Very few of these Locklin Jackets exist. On this jacket you’ll find a body made from Italian Steerhide, sleeves lined with satin, an interior adorned with a Southwestern pattern and Universal Zippers from Japan across the front.

This collaborative jacket from Standard & Strange and Simmons Bilt references “jackets worn by The Heartbreakers, a fictional gang in the 50’s from an unreleased screenplay written by Gen,” one of Standard & Strange’s sales associates.

This nylon lined Type Jacket was dyed with… persimmons. It’s a part of a traditional technique called Kakishibu — hence the name. To note: this dye is ultra photosensitive, meaning it’ll darken and age faster than most jackets, even with just usual exposure to the sun.

Derived from military jackets of the same name, Himel Bros.’ A-1 design spotlights “a deeply primitive early-1930s style, which demonstrates both the simplistic beauty of naïve tailoring.” It’s cut from Japanese leather and is made-to-measure.

This Shearling Jacket isn’t cheap. You know what, none of these options are. But, that’s because it’s leather. And, in the case of this here coat, lamb’s leather and shearling.
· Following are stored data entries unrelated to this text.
PR #804, opened 2026-08-19
Validate code-review article slugs against BCQuality

gggdttt:
## Problem

`ArticleId` only validates the *shape* of an article reference:

```
^[a-z0-9][a-z0-9-]*/[a-z0-9][a-z0-9-]*$
```

Nothing checks that the article actually exists in BCQuality. A one-character typo passes schema validation and corrupts the coverage report in both directions: the entry is credited to a nonexistent article, while the real article silently remains in `zero_coverage`.

## Change

- Add a dataset test that loads `dataset/codereview.jsonl` and verifies every declared article slug against the BCQuality inventory.
- Check out `microsoft/BCQuality` at immutable commit `841b4e7cab84756b680b66328c2f1ceaae3ec892` in every `lint-and-test` matrix job, after pre-commit and before pytest.
- Set `BCQUALITY_ROOT` to `${{ github.workspace }}/bcquality` for pytest, so the validation runs on both Ubuntu and Windows.
- Keep the test opt-in for ordinary local runs when `BCQUALITY_ROOT` is unset, but fail with an actionable message when `GITHUB_ACTIONS=true` and the root is missing.
- Report unknown slugs together with the entry ids that declare them.

No production code changes; this reuses `collect_declared_articles`, `enumerate_inventory`, and `build_coverage_report` as-is.

## Validation

- All declared article slugs exist at BCQuality commit `841b4e7cab84756b680b66328c2f1ceaae3ec892`.
- Focused test without `BCQUALITY_ROOT`: 12 passed, 1 skipped.
- Focused test with the pinned checkout and `GITHUB_ACTIONS=true`: 13 passed.
- Full suite with the pinned checkout: 741 passed, 2 skipped.
- Repository-wide pre-commit checks, including ruff and ty, pass.


haoranpb (changes requested):
FYI, I believe the test is skipped at the moment in CI

https://github.com/microsoft/BC-Bench/actions/runs/32252706611/job/96067179841?pr=804#step:5:111

gggdttt:
@haoranpb Thanks for catching this. The slug validation now runs in both CI matrix jobs: the workflow checks out BCQuality at immutable commit \841b4e7cab84756b680b66328c2f1ceaae3ec892\ and sets \BCQUALITY_ROOT\ for pytest. Local runs still skip when the root is absent, while GitHub Actions now fails with an actionable error instead of silently skipping. I also confirmed that all currently declared slugs exist at the pinned commit.

tests/test_bcquality_article_coverage.py
```diff
@@ -130,3 +143,25 @@ def test_resolve_prefers_explicit_over_env(self, tmp_path: Path, monkeypatch):
...
+
+    def test_missing_root_fails_in_github_actions(self, monkeypatch):
+        monkeypatch.delenv("BCQUALITY_ROOT", raising=False)
+        monkeypatch.setenv("GITHUB_ACTIONS", "true")
+        with pytest.raises(pytest.fail.Exception, match="BCQUALITY_ROOT must point"):
+            _require_bcquality_root()
+
+
+class TestDatasetArticleSlugs:
+    def test_declared_slugs_exist_in_bcquality(self):
```
haoranpb, line 182:
```suggestion
    @pytest.mark.e2e
    def test_declared_slugs_exist_in_bcquality(self):
```

.github/workflows/CI.yml
```diff
@@ -36,8 +36,17 @@ jobs:
           # Render ruff lint findings as inline PR annotations (CI-only; local runs stay human-readable)
           RUFF_OUTPUT_FORMAT: github
 
+      - name: Checkout BCQuality
```
haoranpb, line 56: Move to a separate job so it runs in parallel, for all e2e tests.

```
uv run pytest -m e2e           # E2E only
```

.github/workflows/CI.yml
```diff
@@ -36,8 +36,17 @@ jobs:
...
+        uses: actions/checkout@v5
+        with:
+          repository: microsoft/BCQuality
+          ref: 841b4e7cab84756b680b66328c2f1ceaae3ec892
```
haoranpb: In CI tests, it is probably acceptable to pull the latest from BCQuality so you don't have to maintain the commit sha here.

haoranpb (changes requested):
Good additionl. However, I think this test is now in a new category of its own: `e2e: tests requiring external repositories or services`, because it requires retrieve data from production repo.

Create a new custom marker in pytest like this, in `pyproject.toml`

```toml
[tool.pytest.ini_options]
markers = [
    "integration",
    "e2e",
]
```

Then you can label your tests with `@pytest.mark.e2e`.

Create a dedicated job in CI to run e2e tests in parallel.

haoranpb (changes requested):
Pushed two small commits:
1. Make `e2e` test to not run by default
2. Run e2e tests in both OS that we support

haoranpb (approved):

ventselartur (approved):

PR #807, opened 2026-08-19
Add PR review performance telemetry and dashboards

dayland:
## What & why

Adds performance telemetry for the dedicated BC PR Review evaluation runner without replacing the engine's raw diagnostic artifact.

## Changes

- Strictly validates the complete BC-ALAgents schema-v1 `_run-metrics.json` artifact, including source, field presence, types, and the canonical no-AL shape.
- Promotes the original BC-Bench performance surface: monotonic execution time, prompt/completion/total tokens, actual model API calls, exact AI credits, and BCQuality knowledge retained/pruned counts.
- Keeps producer-only diagnostics such as cache/reasoning breakdowns, failed/usage-call counts, premium requests, completeness, and malformed-record counts in the raw artifact rather than public result and leaderboard schemas.
- Suppresses all usage-derived public values when malformed records make coverage unknowable. When token usage is incomplete but structurally well formed, suppresses token totals while retaining independently exact API-call and AI-credit values.
- Aggregates the public fields in Code Review summaries and leaderboards and displays them in GitHub, console, and dashboard performance views.
- Uses the shared `AgentMetrics.ai_credits` field introduced on `main` and preserves full precision through summary persistence.
- Keeps the BC-ALAgents producer pinned to `533dd39dfe29218c09e5e31c39c78bb72fa20aa2`.
- Intentionally pins `@github/copilot` to `1.0.79`: `1.0.80` is not published to npm, and `1.0.79` is the version whose structured telemetry contract was validated.

## Validation

- Ruff format and lint
- `ty check . --ignore=unresolved-import --exclude notebooks/`
- Focused PR Review telemetry tests
- 781 tests passed, 2 skipped
- `pre-commit run --all-files`

AB#645219

### DIFF
--- a/.github/actions/install-agent-harnesses/action.yml
+++ b/.github/actions/install-agent-harnesses/action.yml
@@ -1,5 +1,10 @@
 name: Install Agent Harnesses
-description: Install the Claude Code and GitHub Copilot CLIs used by the evaluation workflows
+description: Install the agent harnesses used by the evaluation workflows
+
+outputs:
+  bc-alagents-path:
+    description: Path to the pinned BC-ALAgents checkout
+    value: ${{ steps.bc-alagents-path.outputs.path }}
 
 runs:
   using: composite
@@ -10,4 +15,17 @@ runs:
 
     - name: Install GitHub Copilot CLI
       run: npm install -g @github/copilot@1.0.80
+      shell: pwsh
+
+    - name: Checkout BC-ALAgents
+      uses: actions/checkout@v5
+      with:
+        repository: microsoft/BC-ALAgents
+        ref: 533dd39dfe29218c09e5e31c39c78bb72fa20aa2
+        path: .agent-harnesses/bc-alagents
+        persist-credentials: false
+
+    - name: Export BC-ALAgents path
+      id: bc-alagents-path
+      run: '"path=$(Join-Path $env:GITHUB_WORKSPACE ''.agent-harnesses/bc-alagents'')" >> $env:GITHUB_OUTPUT'
       shell: pwsh
--- a/.github/workflows/pr-review-evaluation.yml
+++ b/.github/workflows/pr-review-evaluation.yml
@@ -109,6 +109,7 @@ jobs:
           node-version: 24
 
       - name: Install evaluation CLIs
+        id: install-harnesses
         uses: $/.github/actions/install-agent-harnesses
 
       - name: Run BC PR Review for entry ${{ matrix.entry }}
@@ -122,6 +123,7 @@ jobs:
 
           uv run bcbench evaluate pr-review "${{ matrix.entry }}" `
             --model "${{ inputs.model }}" `
+            --engine-path "${{ steps.install-harnesses.outputs.bc-alagents-path }}" `
             --repo-path "${{ steps.setup-env.outputs.repo_path }}" `
             --output-dir "${{ env.EVALUATION_RESULTS_DIR }}"
 
--- a/.github/workflows/pr-review-evaluation.yml
+++ b/.github/workflows/pr-review-evaluation.yml
@@ -111,25 +111,17 @@ jobs:
       - name: Install evaluation CLIs
         uses: $/.github/actions/install-agent-harnesses
 
-      - name: Checkout BC-ALAgents review engine
-        uses: actions/checkout@v5
-        with:
-          repository: microsoft/BC-ALAgents
-          ref: 533dd39dfe29218c09e5e31c39c78bb72fa20aa2
-          path: bc-alagents-engine
-          token: ${{ github.token }}
-
       - name: Run BC PR Review for entry ${{ matrix.entry }}
         timeout-minutes: 120
         shell: pwsh
         env:
           COPILOT_GITHUB_TOKEN: ${{ github.token }}
+          GH_TOKEN: ${{ github.token }}
         run: |
           Write-Output "::add-mask::$env:COPILOT_GITHUB_TOKEN"
 
           uv run bcbench evaluate pr-review "${{ matrix.entry }}" `
             --model "${{ inputs.model }}" `
-            --engine-path "${{ github.workspace }}/bc-alagents-engine" `
             --repo-path "${{ steps.setup-env.outputs.repo_path }}" `
             --output-dir "${{ env.EVALUATION_RESULTS_DIR }}"
 
--- a/.github/workflows/pr-review-evaluation.yml
+++ b/.github/workflows/pr-review-evaluation.yml
@@ -115,7 +115,7 @@ jobs:
         uses: actions/checkout@v5
         with:
           repository: microsoft/BC-ALAgents
-          ref: f2ac8704bf8d39000f8002bcf2d287f1f5b5e9ba
+          ref: 533dd39dfe29218c09e5e31c39c78bb72fa20aa2
           path: bc-alagents-engine
           token: ${{ github.token }}
 
--- a/src/bcbench/agent/pr_review/agent.py
+++ b/src/bcbench/agent/pr_review/agent.py
@@ -132,7 +132,9 @@ def _write_review_json(output_dir: Path, repo_path: Path) -> int:
     if outcome == "failed":
         reason = report.get("outcomeReason") or "unknown reason"
         raise AgentError(f"Engine review failed: {reason}")
-    if outcome not in {"completed", "partial", "not-applicable", "no-knowledge"}:
+    if outcome == "not-applicable":
+        raise AgentError("Engine review was not applicable. BC-Bench code-review entries must contain AL changes.")
+    if outcome not in {"completed", "partial", "no-knowledge"}:
         raise AgentError(f"Engine {_FINDINGS_OUTPUT_FILE} has unsupported outcome {outcome!r}.")
     if not isinstance(report.get("findings"), list):
         raise AgentError(f"Engine report in {_FINDINGS_OUTPUT_FILE} has no findings list (got {type(report.get('findings')).__name__}); refusing to score it as a clean review.")
--- a/src/bcbench/agent/pr_review/agent.py
+++ b/src/bcbench/agent/pr_review/agent.py
@@ -15,11 +15,13 @@ import os
 import shutil
 import subprocess
 import time
+from hashlib import sha256
 from pathlib import Path
 from typing import Any
 
 import yaml
 
+from bcbench.agent.pr_review.metrics import build_pr_review_metrics
 from bcbench.agent.pr_review.review_output import engine_report_to_review_comments, load_engine_report
 from bcbench.config import get_config
 from bcbench.dataset import BaseDatasetEntry
@@ -27,7 +29,7 @@ from bcbench.dataset.codereview import CodeReviewEntry
 from bcbench.exceptions import AgentError, AgentTimeoutError
 from bcbench.logger import get_logger
 from bcbench.operations import commit_changes, has_changes, init_repo
-from bcbench.types import AgentMetrics, EvaluationCategory, ExperimentConfiguration
+from bcbench.types import AgentMetrics, EvaluationCategory, ExperimentConfiguration, RepositoryProvenance
 
 logger = get_logger(__name__)
 _config = get_config()
@@ -57,6 +59,80 @@ def _resolve_pwsh() -> str:
     if not pwsh:
         raise AgentError("PowerShell (pwsh) not found in PATH. The BC-ALAgents engine requires PowerShell 7+.")
     return pwsh
+
+
+def _git_output(root: Path, *args: str) -> str | None:
+    try:
+        return (
+            subprocess.check_output(
+                ["git", "-C", str(root), *args],
+                stderr=subprocess.DEVNULL,
+                text=True,
+                encoding="utf-8",
+            ).strip()
+            or None
+        )
+    except (OSError, subprocess.CalledProcessError):
+        return None
+
+
+def _git_bytes(root: Path, *args: str) -> bytes | None:
+    try:
+        return subprocess.check_output(
+            ["git", "-C", str(root), *args],
+            stderr=subprocess.DEVNULL,
+        )
+    except (OSError, subprocess.CalledProcessError):
+        return None
+
+
+def _dirty_content_hash(root: Path) -> str:
+    metadata = _git_bytes(root, "diff", "HEAD", "--raw", "-z", "--abbrev=40", "--no-renames", "--no-ext-diff")
+    tracked = _git_bytes(root, "diff", "HEAD", "--name-only", "-z", "--no-renames", "--no-ext-diff")
+    untracked = _git_bytes(root, "ls-files", "--others", "--exclude-standard", "-z")
+    if metadata is None or tracked is None or untracked is None:
+        raise AgentError(f"Could not fingerprint dirty repository at {root}.")
+
+    fingerprint = sha256(metadata)
+    changed_paths = sorted(set(tracked.rstrip(b"\0").split(b"\0")) | set(untracked.rstrip(b"\0").split(b"\0")))
+    for raw_path in filter(None, changed_paths):
+        relative_path = os.fsdecode(raw_path)
+        absolute_path = root / relative_path
+        if not absolute_path.exists():
+            object_hash = "deleted"
+        elif absolute_path.is_dir():
+            object_hash = _git_output(absolute_path, "rev-parse", "HEAD")
+        else:
+            object_hash = _git_output(root, "hash-object", "--no-filters", "--", relative_path)
+        if object_hash is None:
+            raise AgentError(f"Could not fingerprint changed path {relative_path} in {root}.")
+        fingerprint.update(raw_path)
+        fingerprint.update(b"\0")
+        fingerprint.update(object_hash.encode())
+    return fingerprint.hexdigest()
+
+
+def _repository_provenance(
+    root: Path,
+    repository: str | None = None,
+    ref: str | None = None,
+    *,
+    is_variant: bool | None = None,
+) -> RepositoryProvenance | None:
+    commit_sha = _git_output(root, "rev-parse", "HEAD")
+    resolved_repository = repository or _git_output(root, "config", "--get", "remote.origin.url")
+    resolved_ref = ref or _git_output(root, "branch", "--show-current")
+    dirty = bool(_git_output(root, "status", "--porcelain")) if commit_sha else False
+    if not any((resolved_repository, resolved_ref, commit_sha)):
+        return None
+    return RepositoryProvenance(
+        repository=resolved_repository,
+        ref=resolved_ref,
+        commit_sha=commit_sha,
+        dirty=dirty,
+        content_hash=_dirty_content_hash(root) if dirty else None,
+        is_variant=bool(is_variant or dirty or (is_variant is None and resolved_ref)),
+    )
 
 
 def _commit_patch_as_head(repo_path: Path) -> None:
@@ -199,7 +275,15 @@ def run_pr_review_agent(
         "AGENT_MINIMUM_SEVERITY": severity,
     }
 
-    config = ExperimentConfiguration()
+    config = ExperimentConfiguration(
+        pr_review_engine=_repository_provenance(engine_root),
+        bcquality=_repository_provenance(
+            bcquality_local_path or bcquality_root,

Each one of Fine Creek Leathers’ Lynchburg jackets are stitched by hand in a Tokyo studio. They reference a 1940’s Lee denim jacket, which ran short, kind of quasi-cropped. Finished with “tea core” tan, the jacket will reveal rich brown tones beneath the black as it breaks in.

Remember the Type A-1 Jacket from above? Well, this is the Type A-2. It stepped in for the A-1 in 1931 but ceased being standard issue by 1944. Since then it’s served as reference for other styles and, clearly, a source of inspiration for reproductions.

This is The Cast’s most popular style, ripe for customization of all kinds. Change the coin pocket color, the belt hue, the hardware or even the liner, all on an online portal. It’s fun to experiment with even if you can’t afford one…yet.

Taylor Stitch doesn’t dedicate itself to leather, but when the brand uses the material they do so well. The Hangar Jacket is an ode to earlier flight jackets without being too much of a copycat. It’s made from cowhide and has a viscose liner — plus a few functional pockets.

California-based brand Buck Mason makes a few classic leather jackets — a trucker (seen here), a bomber and a moto jacket. This one, the Bruiser PCH Jacket, is hand-cut from semi-vegetable tanned sheepskin, making it soft from the first wear. It’s a vintage-fit, though, which means it’s shorter than your usual moto jacket.

Todd Snyder isn’t known for edgy leather jackets — more like comfortable sweats, seersucker shirts, suede coats, and chinos. But when the venerable American designer entrusts himself with hide, the results are rich with texture and a dream to put on, especially when it’s a silhouette as famous as the Dylan Jacket, a staple for the Snyder brand that’s long been made in suede.

styleWilsons Leather

Wilsons Leather Finn Leather Rider Jacket

Wilsons claims to be a brand born in 1899, but really they only launched in the 1950’s. They merged with another label, Bermans, and their ascent began. Although inarguably not as popular as it used to be, Wilsons’s garments are still of high-quality. They’re even kind of a bargain compared to the other picks before it.